Un juge ou un tribunal peut prendre en considération la défense de l'intérêt public seulement si la personne en cause a porté ses préoccupations à l'attention de l'administrateur général de l'institution concernée ou du sous-procureur général du Canada avant de divulguer les renseignements opérationnels spéciaux. Si une personne qui s'inquiète au sujet des activités du CST ne reçoit pas de réponse de l'administrateur général ou du sous-procureur général dans un délai raisonnable, elle doit alors signaler son inquiétude au commissaire du CST et lui donner un délai raisonnable pour répondre, à défaut de quoi elle ne pourra se prévaloir de la défense d'intérêt public.

Conséquences pour le commissaire

Il faudra un certain temps pour évaluer complètement les conséquences de la Loi antiterroriste sur mon travail. La responsabilité d'examiner les activités entreprises par le CST en vertu d'autorisations ministérielles est considérable.
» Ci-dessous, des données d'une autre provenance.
PR #9584, opened 2026-08-17
chore: remove deprecated APIs for 3.0

harshsinha03:
## Summary

Removes deprecated APIs that shipped a user-facing deprecation notice and have been deprecated for at least two months, and renames the two vector DB classes that were inconsistent with every sibling.

### Renames (old names kept as deprecated aliases)

`RedisDB` → `RedisDb` and `ValkeyDB` → `ValkeyDb`. These were the only 2 of 20 vector DB classes using capital `DB`; every sibling is `ChromaDb`, `MongoDb`, `LanceDb`, `PineconeDb`, `SurrealDb`.

`RedisVectorDb` / `ValkeyVectorDb` remain — they disambiguate from the same-named storage adapters in `agno.db.redis` / `agno.db.valkey`. `MongoDb` and `SurrealDb` already collide across the two trees, so this is an established pattern, not a new problem.

### Removed

Each of these shipped a user-facing deprecation notice — a `DeprecationWarning`, a `log_warning`, or a `DEPRECATED:` docstring — before this PR.

- `Knowledge.add_content` / `add_content_async` / `add_contents` / `add_contents_async` → `insert` / `ainsert` / `insert_many` / `ainsert_many`
- `MultiMCPTools` → one `MCPTools` instance per server
- a2a `POST /message/send` and `/message/stream` → `/a2a/{agents,teams,workflows}/*/v1/message:send`
- `agno.tools.{gmail,googlecalendar,googlesheets,google_maps,google_drive,google_bigquery}` → `agno.tools.google.*`
- `agno.models.metrics` shim → `agno.metrics` (34 internal imports migrated)
- `Metrics` → `RunMetrics`
- `AgentOS(enable_mcp_server=…, mcp_config=…)` → `mcp_server`. The `mcp_config` **attribute** is unchanged and still read by `os/mcp.py`; only the constructor params are gone.
- `GoogleBigQueryTools(enable_list_tables, enable_describe_table, enable_run_sql_query)` → `list_tables` / `describe_table` / `run_sql_query`
- `GoogleSheetsTools(creds_path, enable_*sheet)` → `credentials_path`, `read_sheet` / `create_sheet` / `update_sheet` / `create_duplicate_sheet`
- `GoogleDriveTools(creds_path, auth_port)` → `credentials_path`, `oauth_port`
- `LanceDb(use_tantivy=…)` → nothing; it was already a no-op that only logged a warning
- `SeltzTools(max_documents=…)` → `max_results`. The Seltz SDK's own `Includes(max_documents=…)` is untouched.
- `SurrealDb._table_exists` → `table_exists`
- `StudioTool` → `StudioTools`
- `GDriveContextProvider` → `GoogleDriveContextProvider`
- the injected `session_state` parameter on workflow callbacks (Router selectors, Condition evaluators, custom function steps) → declare `run_context: RunContext` and use `run_context.session_state`. PR #9018 shipped the deprecation warning and stated removal was planned for the next major release; this is that release. CEL expression selectors/evaluators are unaffected — they still receive `session_state`.

Plus two pieces of unreachable code:

- `secret_key` handling in `os/middleware/jwt.py` and `os/utils.py`. `JWTMiddleware.__init__` has not accepted `secret_key` since #8747 — passing it raises `TypeError`, so the branch could never run. `os/utils.py` carried a comment promising to "mirror `JWTMiddleware.__init__` deprecated secret_key handling" that the constructor had stopped doing.
- `environments/runner.py` set `agent.enable_user_memories = False`, a parameter removed in #7834. `Agent` has no such attribute, so the line created a new one that nothing reads.

### Two fixes found while doing this

- **`context/gdrive/provider.py` passed the deprecated `creds_path`** to `GoogleDriveTools`. Library code on a deprecated path — without this fix, deleting the parameter would have made `GoogleDriveContextProvider` raise `TypeError` at construction.
- **`libs/agno/tests/unit/response.py` was dead.** It imported `Metrics` from `agno.models.message`, which never exported it, so it raised `ImportError` — and it was invisible because the filename isn't `test_*.py`, so pytest never collected it. Fixed the import and renamed it to `test_response_serialization.py`; its 2 tests now run and pass.

### Deliberately NOT removed

- **flat HITL kwargs** — deprecated 2026-07-22, under a month old, and behavioural rather than an alias.
- **`LearningMode.HITL`** — its docstring says "removed in 3.0", but that line is residue of a revert in #9177: commit `a55211387` explicitly dropped the same clause from the store warnings, stating *"the deprecation half announces a 3.0 decision this release does not make"*, and installed a test asserting the word "deprecated" must not appear. The docstring survived because the revert missed `config.py`.
- **`FileTools.check_escape`, `Model.classify_error`, `PgVector.enable_prefix_matching`, qdrant unnamed-vector compat** — labelled "kept for backward compatibility" but never shipped a runtime notice.

## Type of change

- [ ] Bug fix
- [ ] New feature
- [x] Breaking change
- [x] Improvement
- [ ] Model update
- [ ] Other:

---

## Checklist

- [x] Self-review completed

---

### Migration

```python
# Knowledge
knowledge.add_content(...)        -> knowledge.insert(...)
await knowledge.add_content_async(...) -> await knowledge.ainsert(...)

# MCP — one instance per server, the agent's tools list does the merging
MultiMCPTools([cmd_a, cmd_b], env={...})
  -> a = MCPTools(cmd_a); b = MCPTools(cmd_b, env={...})
     Agent(tools=[a, b])

# Metrics
from agno.models.metrics import Metrics -> from agno.metrics import RunMetrics

# Google tools — note calendar/sheets are not a mechanical _ -> . swap
agno.tools.googlecalendar -> agno.tools.google.calendar
agno.tools.googlesheets   -> agno.tools.google.sheets
agno.tools.gmail          -> agno.tools.google.gmail

# AgentOS
AgentOS(enable_mcp_server=True) -> AgentOS(mcp_server=True)
AgentOS(mcp_config=cfg)         -> AgentOS(mcp_server=cfg)

# a2a — the target moves from a header into the URL
POST /a2a/message/send  (X-Agent-ID: my-agent)
  -> POST /a2a/agents/my-agent/v1/message:send
```

```python
# Workflow callbacks — Router selectors, Condition evaluators, custom function steps
def selector(step_input: StepInput, session_state: dict) -> Step:   # before
def selector(step_input: StepInput, run_context: RunContext) -> Step:  # after
    session_state = run_context.session_state
```

`RedisDB` / `ValkeyDB` keep working as deprecated aliases, so the rename is not breaking.

### One behaviour note worth flagging

Renaming the vector DB classes changes ids derived from the class name: `vectordb/base.py` falls back to `self.__class__.__name__` and feeds it to `generate_id`, so `generate_id("ValkeyDB")` → `generate_id("ValkeyDb")` moves `e1ee0e3c…` → `a27b4a5b…`. Only affects instances constructed without an explicit `id`. This does not affect `RedisDb`, which never calls `super().__init__()` — a pre-existing bug filed separately.

### Verification

- `./scripts/format.sh` clean; `./scripts/validate.sh` ruff clean everywhere.
- **mypy: zero errors introduced.** Verified differentially against a pristine `HEAD` tree using the same interpreter — identical error sets, `comm` diff empty in both directions.
- **Unit suite: zero regressions.** Same differential method — failing-test sets identical between this branch and baseline. Deleted tests are all accounted for by removed APIs.
- **Live-verified** against a real `agent_os.serve()` with real model calls: agent, team and workflow runs all 200; both removed a2a routes 404; the removed operation ids absent from the served `/openapi.json`.
- **Vector DBs live-verified** against real Redis (redis-stack) and Valkey (valkey-bundle) containers: create, `Knowledge.insert`, search with real embeddings, drop; and both compat aliases resolve to the right class.
- **Metrics live-verified** across OpenAI, Anthropic and Google, covering streaming TTFT, tool calls, teams, workflows, session aggregation, DB round-trip and HTTP. Pure metric functions produce byte-identical output on both trees.
- **Workflow `session_state` removal verified separately**: 127 tests pass across the 5 affected test files, and `cookbook/04_workflows/06_advanced_concepts/session_state/state_in_function.py` runs end to end (exit 0, all 3 steps, final session state written by the migrated function). One real consequence surfaced and fixed in tests: calling `Router.execute(step_input, session_state=...)` directly, with no `run_context`, no longer reaches a selector that declares `run_context`.
- **12 changed cookbooks executed** against real services. One pre-existing failure (`redis_db_with_cohere_reranker.py` — `docs.agno.com/introduction.md` now 307-redirects to `/.md`, fails identically at HEAD); the rest pass or skip on missing third-party keys.


libs/agno/agno/tools/google/sheets.py
```diff
@@ -81,17 +81,10 @@ def __init__(
         token_path: Optional[str] = None,
         service_account_path: Optional[str] = None,
         oauth_port: int = 0,
-        # Deprecated alias (use credentials_path instead)
-        creds_path: Optional[str] = None,
         read_sheet: bool = True,
         create_sheet: bool = False,
         update_sheet: bool = False,
         create_duplicate_sheet: bool = False,
-        # Backward compat aliases (deprecated)
```
ysolanky, line 90: We need to keep these in and make it backwards compatible.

Ces autorisations étendront les activités du CST à de nouveaux domaines et, lorsqu'il donnera suite à cet élargissement de son mandat, je compte veiller à ce que l'organisme soit doté de politiques et de procédures appropriées, et qu'il les applique, afin de protéger la vie privée des Canadiens.

Le rôle du commissaire dans les causes faisant intervenir la défense de l'intérêt public est à certains égards comparable à la responsabilité que j'assume depuis le début à l'égard des plaintes relatives au CST, et je prévois que les mesures dont je dispose pour traiter celles-ci me permettront de réagir rapidement et de façon adéquate à toute préoccupation soulevée au sujet des activités exercées par le CST en vertu de la Loi sur la protection de l'information. Très peu de plaintes m'ont été présentées depuis que j'ai pris mes fonctions, en 1996. Il reste à voir si les nouvelles dispositions concernant la défense de l'intérêt public engendreront une activité additionnelle.

Le mandat du commissaire étant maintenant clairement établi par la loi, je n'aurai plus à débattre les mérites théoriques d'un régime d'examen du CST par rapport à un autre. Toutefois, le nouveau statut du commissaire en tant qu'institution gouvernementale permanente soulève une multitude de questions administratives pratiques qu'il faudra résoudre. En premier lieu, je devrai m'assurer que mon bureau dispose de ressources suffisantes pour examiner les activités élargies du CST. En outre, au cours des mois à venir, il faudra examiner d'autres questions, comme celle de la place de mon bureau au sein du gouvernement.